Count Pairs Of Consecutive Zeros - GeeksforGeeks

Count Pairs Of Consecutive Zeros - GeeksforGeeks
Consider a sequence that starts with a 1 on a machine. At each successive step, the machine simultaneously transforms each digit 0 into the sequence 10 and each digit 1 into the sequence 01.
After the first time step, the sequence 01 is obtained; after the second, the sequence 1001, after the third, the sequence 01101001 and so on.
How many pairs of consecutive zeros will appear in the sequence after n steps?

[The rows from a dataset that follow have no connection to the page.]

PR #2408, opened 2020-04-27
Skip unsupported digest algorithm

sauwming:
Report and patch by Alexander Traud:
" (some minor edits without altering its content)
See <https://stackoverflow.com/q/60683714>, found independently.

PJSIP does not support SHA-256 but only MD5 (and AKAv1-MD5; pjsip/sip_auth_client.c:respond_digest). However, the Backus-Naur-Form in RFC 3261 allows several WWW-Authenticate lines and the implementation has to pick its supported algorithm. RFC 3261 even known about unknown algorithms (token).

Currently, PJSIP 2.10, goes for the first WWW-Authenticate line only. If that is not supported, no progress (PJSIP_EINVALIDALGORITHM)

With RFC 7616, algorithms got added like SHA-256. Recently, the SIP service at sip.linphone.org added that. Give it a try and use my account "traud", password does not matter. You get two WWW-Authenticate lines, the first is SHA-256 and the second one is MD5.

Input : Number of steps = 3
Output: 1
// After 3rd step sequence will be  01101001

Input : Number of steps = 4
Output: 3
// After 4rd step sequence will be 1001011001101001

Input : Number of steps = 5
Output: 5
// After 3rd step sequence will be  01101001100101101001011001101001

This is a simple reasoning problem. If we see the sequence very carefully , then we will be able to find a pattern for given sequence. If n=1 sequence will be {01} so number of pairs of consecutive zeros are 0, If n = 2 sequence will be {1001} so number of pairs of consecutive zeros are 1, If n=3 sequence will be {01101001} so number of pairs of consecutive zeros are 1,
If n=4 sequence will be {1001011001101001} so number of pairs of consecutive zeros are 3.

So length of the sequence will always be a power of 2. We can see after length 12 sequence is repeating and in lengths of 12. And in a segment of length 12, there are total 2 pairs of consecutive zeros. Hence we can generalize the given pattern q = (2^n/12) and total pairs of consecutive zeros will be 2*q+1.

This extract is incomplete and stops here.